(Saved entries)
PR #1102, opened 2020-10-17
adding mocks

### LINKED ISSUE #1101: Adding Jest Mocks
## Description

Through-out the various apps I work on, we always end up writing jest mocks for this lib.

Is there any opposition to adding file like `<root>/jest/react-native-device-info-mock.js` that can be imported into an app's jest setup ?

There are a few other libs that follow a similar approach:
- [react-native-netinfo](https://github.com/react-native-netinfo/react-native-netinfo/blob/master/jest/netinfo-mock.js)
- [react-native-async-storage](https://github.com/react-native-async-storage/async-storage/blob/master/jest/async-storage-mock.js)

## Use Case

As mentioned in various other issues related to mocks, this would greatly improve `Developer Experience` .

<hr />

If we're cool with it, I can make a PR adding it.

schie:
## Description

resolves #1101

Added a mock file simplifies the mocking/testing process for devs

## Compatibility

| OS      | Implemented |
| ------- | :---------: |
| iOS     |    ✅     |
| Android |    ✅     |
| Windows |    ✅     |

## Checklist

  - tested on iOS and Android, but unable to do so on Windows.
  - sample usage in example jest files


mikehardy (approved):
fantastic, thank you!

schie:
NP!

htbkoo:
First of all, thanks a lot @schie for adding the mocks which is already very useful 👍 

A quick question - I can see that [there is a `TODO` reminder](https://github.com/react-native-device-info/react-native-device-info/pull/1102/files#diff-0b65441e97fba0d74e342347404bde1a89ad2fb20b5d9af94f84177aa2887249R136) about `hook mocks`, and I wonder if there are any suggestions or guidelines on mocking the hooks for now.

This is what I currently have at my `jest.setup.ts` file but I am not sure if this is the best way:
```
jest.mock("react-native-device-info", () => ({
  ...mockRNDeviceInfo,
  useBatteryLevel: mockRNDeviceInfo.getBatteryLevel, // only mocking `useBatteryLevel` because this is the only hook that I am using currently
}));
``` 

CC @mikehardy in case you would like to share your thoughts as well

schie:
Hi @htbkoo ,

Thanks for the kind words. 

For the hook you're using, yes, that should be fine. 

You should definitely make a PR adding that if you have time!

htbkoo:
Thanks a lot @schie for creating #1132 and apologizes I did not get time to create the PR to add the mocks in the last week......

→ WORK ITEM
Line by line, reproduce the data above exactly.

→ SOLVED EXERCISE
PR #1102, opened 2020-10-17
adding mocks

### LINKED ISSUE #1101: Adding Jest Mocks
## Description

Through-out the various apps I work on, we always end up writing jest mocks for this lib.

Is there any opposition to adding file like `<root>/jest/react-native-device-info-mock.js` that can be imported into an app's jest setup ?

There are a few other libs that follow a similar approach:
- [react-native-netinfo](https://github.com/react-native-netinfo/react-native-netinfo/blob/master/jest/netinfo-mock.js)
- [react-native-async-storage](https://github.com/react-native-async-storage/async-storage/blob/master/jest/async-storage-mock.js)

## Use Case

As mentioned in various other issues related to mocks, this would greatly improve `Developer Experience` .

<hr />

If we're cool with it, I can make a PR adding it.

schie:
## Description

resolves #1101

Added a mock file simplifies the mocking/testing process for devs

## Compatibility

| OS      | Implemented |
| ------- | :---------: |
| iOS     |    ✅     |
| Android |    ✅     |
| Windows |    ✅     |

## Checklist

  - tested on iOS and Android, but unable to do so on Windows.
  - sample usage in example jest files


mikehardy (approved):
fantastic, thank you!

schie:
NP!

htbkoo:
First of all, thanks a lot @schie for adding the mocks which is already very useful 👍 

A quick question - I can see that [there is a `TODO` reminder](https://github.com/react-native-device-info/react-native-device-info/pull/1102/files#diff-0b65441e97fba0d74e342347404bde1a89ad2fb20b5d9af94f84177aa2887249R136) about `hook mocks`, and I wonder if there are any suggestions or guidelines on mocking the hooks for now.

This is what I currently have at my `jest.setup.ts` file but I am not sure if this is the best way:
```
jest.mock("react-native-device-info", () => ({
  ...mockRNDeviceInfo,
  useBatteryLevel: mockRNDeviceInfo.getBatteryLevel, // only mocking `useBatteryLevel` because this is the only hook that I am using currently
}));
``` 

CC @mikehardy in case you would like to share your thoughts as well

schie:
Hi @htbkoo ,

Thanks for the kind words. 

For the hook you're using, yes, that should be fine. 

You should definitely make a PR adding that if you have time!

htbkoo:
Thanks a lot @schie for creating #1132 and apologizes I did not get time to create the PR to add the mocks in the last week......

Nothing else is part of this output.